WORK REQUEST: Could you print every line from the first one of the records below through the line containing "### LINKED ISSUE", with both included and nothing else?

(Stored items)

┌────────

PR #1065, opened 2026-06-26
dedupe: add --dedupeConcurrent to be able to dedupe concurrent crawls

### LINKED ISSUE #1064: Allow Dedupe for Concurrently Running Crawls
The dedupe implementation requires that crawls be fully finished and 'committed' before the index is available for dedupe, however, in certain circumstances it may be desirable to support concurrent dedupe (with the trade-off that cancelled / failed crawls may result in missing data as other concurrent crawls won't be also crawl the same data that is presumed to be in the first crawl).

There should be a flag to enable this approach.

ikreymer:
crawl cancelation with dedupeConcurrent: track of canceled concurrent crawls in 'allcanceled', to be treated as removed crawls and purged docs: update docs for --dedupeConcurrent trade-offs and update cli page dedupe: account for page urls that redirect by checking for finalPageUrl fixes #1064

### DIFF
--- a/docs/docs/develop/dedupe.md
+++ b/docs/docs/develop/dedupe.md
@@ -62,8 +62,8 @@ Once a crawl is finished, the merged index keys are updated as follows:
 
 - `allcounts`: A sum of all the `h:${crawlid}:counts` for all crawl ids in `allcrawls`. The `allcounts` fields are incremented by each new `h:${crawlid}:counts`.
 
-- `allcanceled`: Used with concurrent crawls only to store crawl ids of crawls that were cancelled or have failed
-while being deduped. If this key exists, it indicates there may be data missing, if it has not been re-crawled.
+- `canceledcrawls`: Use with concurrent crawls only to store crawl ids of crawls that were cancelled or have failed
+while being deduped. If this key exists, indicates there may be data missing, if it has not been re-crawled.
 
 Committing the crawl may take a long time, depending on the size of the crawl. For this reason, the indexer entrypoint
 includes a dedicated command to commit a single crawl, `indexer --commitCrawlId <crawlid>`.
@@ -71,7 +71,7 @@ includes a dedicated command to commit a single crawl, `indexer --commitCrawlId 
 ### Concurrent Crawl Support
 
 If running with `--dedupeConcurrent`, each new hash is automatically committed to `allhashes` and `allcounts` is updated
-for every new hash. If a concurrent crawl is canceled, it is additionally tracked in `allcanceled` to indicate that it
+for every new hash. If a concurrent crawl is canceled, it is additionally tracked in `canceledcrawls` to indicate that it
 needs to be included in the removed crawl count.
 
 #### Dedupe Lookup
--- a/docs/docs/develop/dedupe.md
+++ b/docs/docs/develop/dedupe.md
@@ -65,6 +65,12 @@ Once a crawl is finished, the merged index keys are updated as follows:
 Committing the crawl may take a long time, depending on the size of the crawl. For this reason, the indexer entrypoint
 includes a dedicated command to commit a single crawl, `indexer --commitCrawlId <crawlid>`.
 
+### Concurrent Crawl Support
+
+If running with `--dedupeConcurrent`, each new hash is automatically committed to `allhashes` and `allcounts` is updated
+for every new hash. If a concurrent crawl is canceled, it is additionally tracked in `allcanceled` to indicate that it
+needs to be included in the remove crawl count
+
 #### Dedupe Lookup
 
 To write a revisit record, two Redis lookups are needed:
--- a/docs/docs/develop/dedupe.md
+++ b/docs/docs/develop/dedupe.md
@@ -62,8 +62,8 @@ Once a crawl is finished, the merged index keys are updated as follows:
 
 - `allcounts`: A sum of all the `h:${crawlid}:counts` for all crawl ids in `allcrawls`. The `allcounts` fields are incremented by each new `h:${crawlid}:counts`.
 
-- `allcanceled`: Use with concurrent crawls only to store crawl ids of crawls that were cancelled or have failed
-while being deduped. If this key exists, indicates there may be data missing, if it has not been re-crawled.
+- `allcanceled`: Used with concurrent crawls only to store crawl ids of crawls that were cancelled or have failed
+while being deduped. If this key exists, it indicates there may be data missing, if it has not been re-crawled.
 
 Committing the crawl may take a long time, depending on the size of the crawl. For this reason, the indexer entrypoint
 includes a dedicated command to commit a single crawl, `indexer --commitCrawlId <crawlid>`.
--- a/docs/docs/develop/dedupe.md
+++ b/docs/docs/develop/dedupe.md
@@ -60,7 +60,10 @@ Once a crawl is finished, the merged index keys are updated as follows:
 
 - `allhashes`: `{[hash]: [crawlid]}` - The main merged index. For each hash in `h:${crawlid}`, an entry is added mapping `hash` to the `crawlid`, indicating the hash is found in this crawl. The full data from `h:${crawlid}` is not copied to save space.
 
-- `allcounts`: A sum of all the `h:${crawlid}:counts` for all crawlids in `allcrawls`. The `allcounts` fields are incremented by each new `h:${crawlid}:counts`
+- `allcounts`: A sum of all the `h:${crawlid}:counts` for all crawl ids in `allcrawls`. The `allcounts` fields are incremented by each new `h:${crawlid}:counts`.
+
+- `allcanceled`: Use with concurrent crawls only to store crawl ids of crawls that were cancelled or have failed
+while being deduped. If this key exists, indicates there may be data missing, if it has not been re-crawled.
 
 Committing the crawl may take a long time, depending on the size of the crawl. For this reason, the indexer entrypoint
 includes a dedicated command to commit a single crawl, `indexer --commitCrawlId <crawlid>`.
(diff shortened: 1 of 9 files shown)


docs/docs/develop/dedupe.md
```diff
@@ -65,6 +65,12 @@ Once a crawl is finished, the merged index keys are updated as follows:
 Committing the crawl may take a long time, depending on the size of the crawl. For this reason, the indexer entrypoint
 includes a dedicated command to commit a single crawl, `indexer --commitCrawlId <crawlid>`.
 
+### Concurrent Crawl Support
+
+If running with `--dedupeConcurrent`, each new hash is automatically committed to `allhashes` and `allcounts` is updated
+for every new hash. If a concurrent crawl is canceled, it is additionally tracked in `allcanceled` to indicate that it
+needs to be included in the remove crawl count
```
tw4l:
```suggestion
needs to be included in the removed crawl count.
```

I think this could use a little additional information, it's not immediately clear to me what is tracked in `allcanceled` (the hashes? the crawl?), or what the removed crawl count being referred to here is.

src/util/argParser.ts
```diff
@@ -476,6 +476,13 @@ class ArgParser {
           default: -1,
         },
 
+        dedupeConcurrent: {
+          describe:
+            "If set, immediately add deduped URLs to the dedupe index instead to allow dedupe of concurrently running crawls, but makes cancelling crawls potentially lossy",
```
```suggestion
            "If set, immediately add deduped URLs to the main dedupe index instead of to uncommittedcrawls. This allows dedupe of concurrently running crawls, but makes cancelling or failed crawls potentially lossy",
```

Will also need to regen the cli-options docs

docs/docs/user-guide/cli-options.md
```diff
@@ -203,6 +203,12 @@ Options:
                                             duplicate pages can be skipped. -1 m
                                             eans never skip duplicate pages
                                                           [number] [default: -1]
+      --dedupeConcurrent                    If set, immediately add deduped URLs
```
tw4l, line 206: Regen from argParser changes

docs/docs/user-guide/dedupe.md
```diff
@@ -26,11 +26,17 @@ been archived, it will not be saved again, instead a [`revisit` record will be c
   
     While the index needs to be Redis-compatible, any Redis-compatible database can be used as well without additional changes. [Apache Kvrocks](https://kvrocks.apache.org/) is a good choice for the dedupe index database as it persists the data on disk, instead of keeping it all in memory like Redis. 
 
-When multiple crawls are running at the same time, the resources from one crawl are not yet available to the other crawls.
-This is to account for crawls that may be cancelled or fail.
+
+### Crawl Cancellation and Concurrent Crawl support
+
+Bt default, when multiple crawls are running at the same time, the resources from one crawl are not yet available to the other crawls.
```
tw4l:
```suggestion
By default, when multiple crawls are running at the same time, the resources from one crawl are not yet available to the other crawls.
```

docs/docs/user-guide/dedupe.md
```diff
@@ -26,11 +26,17 @@ been archived, it will not be saved again, instead a [`revisit` record will be c
...
+This is to account for crawls that may be cancelled or fail. If the crawl is cancelled/failed, the data is not entered into the shared dedupe index.
 
 Once a crawl is complete, its data is fully 'committed' to the index and available to be deduplicated against by future crawls. This happens automatically when running the crawler via command line but can also be triggered [via a special indexer command](#committing-finished-crawls-to-the-index).
 
+Sometimes it is necessary to run dedupe concurrently running crawls. The `--dedupeConcurrent` flag can be used to ensure
```
tw4l:
```suggestion
Sometimes it is necessary to deduplicate multiple concurrently running crawls. The `--dedupeConcurrent` flag can be used to ensure
```

docs/docs/user-guide/dedupe.md
```diff
@@ -26,11 +26,17 @@ been archived, it will not be saved again, instead a [`revisit` record will be c
...
+the dedupe index is updated immediately while the crawl is running. As a trade-off, if the crawl is canceled/failed/deleted, there may be data loss as crawler does not write the data on the assumption that duplicate is stored in a concurrently running crawl, but that crawl is canceled/failed, that data may not be there. For this reason, this is not the default behavior, but may be enabled if concurrent crawls will not be canceled and will be retried on failure.
```
tw4l:
```suggestion
the dedupe index is updated immediately while the crawl is running. As a trade-off, there may be data loss if the crawl is cancelled or fails, as other crawls may deduplicate against records from a crawl whose data is discarded and not stored.
For this reason, concurrent deduplication is not the default behavior, but may be enabled if concurrent crawls will not be canceled and will be retried on failure.
```

docs/docs/user-guide/dedupe.md
```diff
@@ -98,9 +104,13 @@ docker run -it webrecorder/browsertrix-crawler indexer --commitCrawlId <crawl-id
 
 The commit process may take a long time if it was a large crawl, but generally should finish quickly.
 
+If running with `--dedupeConcurrent`, no commit operation is needed as the data is automatically committed.
+
 ### Handling interrupted or canceled crawls
 
-If a crawler is interrupted, eg. with SIGINT, the dedupe data stored for that crawl will not yet committed.
+If a crawler is interrupted, eg. with SIGINT, the dedupe data stored for that crawl will not yet committed
```
tw4l:
```suggestion
If a crawler is interrupted, eg. with SIGINT, the dedupe data stored for that crawl will not yet be committed
```

docs/docs/user-guide/dedupe.md
```diff
@@ -114,6 +124,14 @@ docker run -it webrecorder/browsertrix-crawler indexer --cancelCrawlId <crawl-id
 This operational is not required - the data from the interrupted crawl will not be used in further dedupe, it will
 simply free up the data on the Redis.
 
+#### With concurrent crawl support
+
+If the crawl was run with `--dedupeConcurrent`, and it is canceled/failed, the crawl is tracked in a list of removed crawls that
+should be purged. The crawl will be removed when the `indexer --remove` operation is performed.
```
tw4l:
```suggestion
If the crawl was run with `--dedupeConcurrent` and is cancelled or fails, the crawl is tracked in a list of removed crawls that
should be purged. The crawl's data will be removed from the index when the `indexer --remove` operation is performed.
```

docs/docs/user-guide/dedupe.md
```diff
@@ -114,6 +124,14 @@ docker run -it webrecorder/browsertrix-crawler indexer --cancelCrawlId <crawl-id
...
+
+Since other crawl data may have been deduped against the failed crawl, it is possible that there is missing data,
+if the crawl is marked as dependency of another crawl. Rerunning the crawl may patch the missing data in this case.
```
tw4l:
```suggestion
Since other crawl data may have been deduplicated against the failed crawl, it is possible that cancelled or failed crawls may result in missing data
if the crawl is marked as dependency of another crawl. Rerunning the crawl may patch the missing data in this case.
```

^ Relatedly, if a crawl is tracking another concurrent crawl as a dependency, how does that work in relation to the WACZ datapackage dependency tracking and `WARC-Refers-to-Container` headers? Those will just point to nonexistent files?

ikreymer: Right, since we write that the data is in those files, which do not exist due to crawl failing.

docs/docs/develop/dedupe.md
```diff
@@ -65,6 +65,12 @@ Once a crawl is finished, the merged index keys are updated as follows:
 Committing the crawl may take a long time, depending on the size of the crawl. For this reason, the indexer entrypoint
 includes a dedicated command to commit a single crawl, `indexer --commitCrawlId <crawlid>`.
 
+### Concurrent Crawl Support
+
+If running with `--dedupeConcurrent`, each new hash is automatically committed to `allhashes` and `allcounts` is updated
+for every new hash. If a concurrent crawl is canceled, it is additionally tracked in `allcanceled` to indicate that it
```
ikreymer:
```suggestion
for every new hash. If a concurrent crawl is canceled, the crawl is also added to `allcanceled` to indicate that it
```

docs/docs/user-guide/cli-options.md
ikreymer: Done!

docs/docs/develop/dedupe.md
ikreymer: Updated the docs to indicate `allcanceled` contains list of crawl ids that were cancelled in concurrent mode. If this key exists, there's possibility of data missing somewhere. A full purge should be able to determine if that's true or not (and reset this field)

tw4l: Thanks!

docs/docs/develop/dedupe.md
```diff
@@ -60,11 +60,20 @@ Once a crawl is finished, the merged index keys are updated as follows:
 
 - `allhashes`: `{[hash]: [crawlid]}` - The main merged index. For each hash in `h:${crawlid}`, an entry is added mapping `hash` to the `crawlid`, indicating the hash is found in this crawl. The full data from `h:${crawlid}` is not copied to save space.
 
-- `allcounts`: A sum of all the `h:${crawlid}:counts` for all crawlids in `allcrawls`. The `allcounts` fields are incremented by each new `h:${crawlid}:counts`
+- `allcounts`: A sum of all the `h:${crawlid}:counts` for all crawl ids in `allcrawls`. The `allcounts` fields are incremented by each new `h:${crawlid}:counts`.
+
+- `allcanceled`: Use with concurrent crawls only to store crawl ids of crawls that were cancelled or have failed
```
tw4l:
```suggestion
- `allcanceled`: Used with concurrent crawls only to store crawl ids of crawls that were cancelled or have failed
```

docs/docs/develop/dedupe.md
```diff
@@ -60,11 +60,20 @@ Once a crawl is finished, the merged index keys are updated as follows:
...
+while being deduped. If this key exists, indicates there may be data missing, if it has not been re-crawled.
```
tw4l, line 66:
```suggestion
while being deduped. If this key exists, it indicates there may be data missing, if it has not been re-crawled.
```

tw4l (approved):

└────────

THE ANSWER:
PR #1065, opened 2026-06-26
dedupe: add --dedupeConcurrent to be able to dedupe concurrent crawls

### LINKED ISSUE #1064: Allow Dedupe for Concurrently Running Crawls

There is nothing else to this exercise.